The Noise/Stress Concept, Risk Assessment and Research Needs

Noise Health. 2002;4(16):1-11.

Abstract

In principle, the noise/stress hypothesis is well understood: Noise activates the pituitary-adrenal-cortical axis and the sympathetic-adrenal-medullary axis. Changes in stress hormones including epinephrine, norepinephrine and cortisol are frequently found in acute and chronic noise experiments. The catecholamines and steroid hormones affect the organism's metabolism. Cardiovascular disorders are especially in focus for epidemiological studies on adverse noise effects. However, not all biologically notifiable effects are of clinical relevance. The relative importance and significance of health outcomes to be assessed in epidemiological noise studies follow a hierarchical order, i.e. changes in physiological stress indicators, increase in biological risk factors, increase of the prevalence or incidence of diseases, premature death. Decision-making and risk management rely on quantitative risk assessment. Epidemiological methods are the primary tool for providing the necessary information.

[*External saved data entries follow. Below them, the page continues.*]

PR #3570, opened 2026-01-21
feat: parse data field on error for eth_simulateV1 if present in response

antonydenyer:
## Motivation
Many clients return the revert reasons in the data parameter when a simulation reverts, making the data returned available. 

## Solution

Add param to wire up serialisation with appropriate defaults

## PR Checklist

- [x] Added Tests
- [x] Added Documentation
- [ ] Breaking changes


crates/rpc-types-eth/src/simulate.rs
```diff
@@ -190,6 +190,9 @@ pub struct SimulateError {
     pub code: i32,
     /// Message error
     pub message: String,
+    /// Data for the error e.g revert reason
+    #[cfg_attr(feature = "serde", serde(default))]
+    pub data: String,
```
mattsse: can we make this optionally instead

antonydenyer: https://github.com/alloy-rs/alloy/pull/3570/changes/58e115f7a1af71a3ecc860c54846fb7e6fb46541 

Changed type to `Option<Bytes>` to be inline with `eth_call` and revert reason

gakonst:
To make this non-breaking for downstream consumers like reth, could you also add `#[derive(Default)]` to `SimulateError`? That would allow us to use `SimulateError { code, message, ..Default::default() }` which won't break when new fields are added.

crates/rpc-types-eth/src/simulate.rs
```diff
@@ -180,7 +180,7 @@ impl<TxReq> SimulatePayload<TxReq> {
 }
 
 /// The error response returned by the `eth_simulateV1` method.
-#[derive(Clone, Debug)]
+#[derive(Clone, Debug, Default)]
```
onbjerg: please remove the `Default` derive. you can keep `#[serde(default)]` on the `data` field

antonydenyer: https://github.com/alloy-rs/alloy/pull/3570/changes/27e783ef8164d3f8513c9d11c927dfbad32fb0ca

good spot, left over from original implementation

mattsse:
thanks @antonydenyer something went rouge here hehe

antonydenyer:
Any news on this, folks?

PR #3583, opened 2026-01-23
feat: add `gas_spent` field to receipts

jenpaff:
EIP-7778 introduces a new gas_spent field in receipts to track per-transaction gas after refunds (what users actually pay). This separates it from cumulative_gas_used, which now represents gas before refunds for block limit enforcement. This PR adds the gas_spent field to TransactionReceipt and the ReceiptResponse trait, following the same pattern as blob_gas_used with optional serde handling for backward compatibility.


onbjerg (approved):

mattsse (commented):
this has been excluded from the eip so we can close

PR #3588, opened 2026-01-24
perf(signer-ledger): remove redundant allocations and avoid division by zero

0xxFloki:
Removes unnecessary allocations and fixes potential edge case in `alloy-signer-ledger`.


onbjerg:
unnecessary. the pr mentions an edge case but does not go into detail what it is, if you found an edge case, please open up an issue

PR #3594, opened 2026-01-26
DO NOT MERGE Bal devnet2

mattsse:


crates/consensus/src/receipt/receipts.rs
```diff
@@ -151,8 +168,12 @@ impl<T: Decodable> Receipt<T> {
         let cumulative_gas_used = Decodable::decode(buf)?;
         let logs_bloom = Decodable::decode(buf)?;
         let logs = Decodable::decode(buf)?;
+        let gas_spent = if buf.is_empty() { None } else { Some(Decodable::decode(buf)?) };
```
klkvr: this is likely wrong because `buf` might contain the next receipt's body. we need to take a slice of the buf here https://github.com/alloy-rs/alloy/blob/e51986ff9012b348c1fea56ae5c8b7dad57d16fe/crates/consensus/src/receipt/receipts.rs#L166-L172

PR #3595, opened 2026-01-26
feat: Adding an ECDSA verify

hecmas:
## Motivation

Following [#2634](https://github.com/alloy-rs/alloy/pull/2634), I've added a method for being able to inject an ECDSA verification.

## PR Checklist

- [ ] Added Tests
- [ ] Added Documentation
- [ ] Breaking changes

### DIFF
--- a/crates/consensus/src/crypto.rs
+++ b/crates/consensus/src/crypto.rs
@@ -53,8 +53,7 @@ pub const SECP256K1N_HALF: U256 = U256::from_be_bytes([
 ]);
 
 /// Serialized uncompressed public key
-#[derive(Debug, Clone)]
-pub struct UncompressedPublicKey(pub [u8; 65]);
+pub type UncompressedPublicKey = [u8; 65];
 
 /// Crypto backend module for pluggable cryptographic implementations.
 #[cfg(feature = "crypto-backend")]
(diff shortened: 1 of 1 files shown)


kevaundray:
This makes sense to me! Would be useful to clean up https://github.com/paradigmxyz/reth/blob/0b5f79e8c9226ee66c96eb35d2a5f4408e8c48ac/crates/stateless/src/recover_block.rs#L79

crates/consensus/src/crypto.rs
```diff
@@ -52,6 +52,10 @@ pub const SECP256K1N_HALF: U256 = U256::from_be_bytes([
     0x5D, 0x57, 0x6E, 0x73, 0x57, 0xA4, 0x50, 0x1D, 0xDF, 0xE9, 0x2F, 0x46, 0x68, 0x1B, 0x20, 0xA0,
 ]);
 
+/// Serialized uncompressed public key
+#[derive(Debug, Clone)]
+pub struct UncompressedPublicKey(pub [u8; 65]);
```
mattsse: do we even need this type?

rn the called would need to copy the 64bytes into this for

pubkey: &UncompressedPublicKey,

kevaundray: I think we can make it a type alias or use [u8;65] -- we needed it in reth-stateless for serialization reasons though it should be easy to convert in that crate

hecmas: Agree with @kevaundray, I think a type alias would be the cleanest solution as for now.

PR #3604, opened 2026-01-26
refactor(provider): remove redundant clone in wallet filler test

Aleksandr1732:
Eliminates unnecessary `clone()` call in the `ingest_pk_signer` test by computing the expected address before moving the private key.


onbjerg:
this is just a test so doesn't matter much

PR #742, opened 2021-06-07
Added standards compliant authentication post and expert advice.

mooreds:
This is the expert advice and blog post for this week.


jobannon (approved):
Interesting article!  Mostly just considerations

PR #753, opened 2021-06-10
Update token notes

mooreds:
* The version where this was deprecated was incorrect
* Added note to release notes about tokens living in links.


robotdan (commented):
Looks good. Once the link api is doc’d we should add a link to it from the release notes.

PR #754, opened 2021-06-10
Added in client shadow keys

mooreds:
Added these keys to the default section in the limitations doc, since they could be used in kickstart or elsewhere.


robotdan (commented):
Looks great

However, the statistical evidence of findings from individual studies is often weak. Magnitude of effect, dose-response relationship, biological plausibility and consistency of findings among studies are issues of epidemiological reasoning. Noise policy largely depends on considerations about cost-effectiveness, which may vary between populations. Limit or guideline values have to be set within the range between social and physical well-being - between nuisance and health. The cardiovascular risk is a key-outcome in non-auditory noise effects' research because of the high prevalence of related diseases in our communities. Specific studies regarding critical groups, different noise-sources, day/evening/night comparisons, coping styles and other effect-modifying factors, and the role of annoyance as a mediator of effect are issues for future research in this field.